▶ TASK DETAILS
Output the material exactly, line by line.

· · · ·

PR #119, opened 2019-03-29
Add a definition of finite multisets

vikraman:
Following the definition of finite sets, I defined a HIT for finite multisets and proved a universal property showing it's the free commutative monoid. Suggestions welcome!

### DIFF
--- a/Cubical/HITs/FiniteMultiset.agda
+++ b/Cubical/HITs/FiniteMultiset.agda
@@ -1,0 +1,6 @@
+{-# OPTIONS --cubical --safe #-}
+module Cubical.HITs.FiniteMultiset where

· · · ·

▶ RESPONSE AREA
PR #119, opened 2019-03-29
Add a definition of finite multisets

vikraman:
Following the definition of finite sets, I defined a HIT for finite multisets and proved a universal property showing it's the free commutative monoid. Suggestions welcome!

### DIFF
--- a/Cubical/HITs/FiniteMultiset.agda
+++ b/Cubical/HITs/FiniteMultiset.agda
@@ -1,0 +1,6 @@
+{-# OPTIONS --cubical --safe #-}
+module Cubical.HITs.FiniteMultiset where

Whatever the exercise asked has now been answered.